The 2:1 randomization allocated 407 participants to semaglutide and 204 to placebo. Baseline mean BMI was 38.0 kg/m², mean body weight was approximately 106 kg, and 81% of participants were women.

Primary Endpoint: Detailed Breakdown

The primary estimand used a treatment policy approach (intention-to-treat regardless of treatment discontinuation or rescue intervention). At week 68, the results were:

| Group | Mean % weight change | 95% CI | SE | |-------|---------------------|--------|-----| | Semaglutide 2.4 mg + IBT | -16.0% | -17.2 to -14.9 | NR | | Placebo + IBT | -5.7% | -7.4 to -4.0 | NR | | Estimated treatment difference | -10.3 pp | -12.0 to -8.6 | 0.87 |

The P-value was <0.001. Under the trial product estimand (excluding data after permanent treatment discontinuation), the semaglutide group achieved -17.6% weight loss versus -5.0% for placebo, yielding a treatment difference of -12.6 percentage points (Wadden et al., 2021).

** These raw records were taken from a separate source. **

PR #425, opened 2017-06-14
Use consistent job loader context between load_tool and load_job_order.

tetron:


cwltool/load_tool.py
```diff
@@ -143,6 +150,7 @@ def validate_document(document_loader,  # type: Loader
     jobobj = None
     if "cwl:tool" in workflowobj:
         jobobj, _ = document_loader.resolve_all(workflowobj, uri)
+        print "ZZZZZ", jobobj
```
mr-c: Uhhhh....

tetron: Oh, darnit.  Thanks for noticing that.  Will fix.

Response Distribution: Beyond the Mean

Population means obscure the spread of individual responses. STEP-3 reported categorical responder analyses that reveal the distribution:

| Threshold | Semaglutide + IBT | Placebo + IBT | Odds Ratio (95% CI) | |-----------|-------------------|---------------|---------------------| | ≥5% weight loss | 86.6% | 47.6% | 7.09 (4.75-10.58) | | ≥10% weight loss | 75.3% | 27.0% | 8.08 (5.48-11.91) | | ≥15% weight loss | 55.8% | 13.2% | 8.56 (5.36-13.67) | | ≥20% weight loss | 36.4% | 4.0% | 13.88 (6.58-29.27) |

These numbers carry clinical weight. The 20% threshold approximates weight reduction typically seen only after bariatric surgery. More than one in three semaglutide-treated participants crossed this line, compared with fewer than 1 in 25 receiving placebo plus the same behavioral program.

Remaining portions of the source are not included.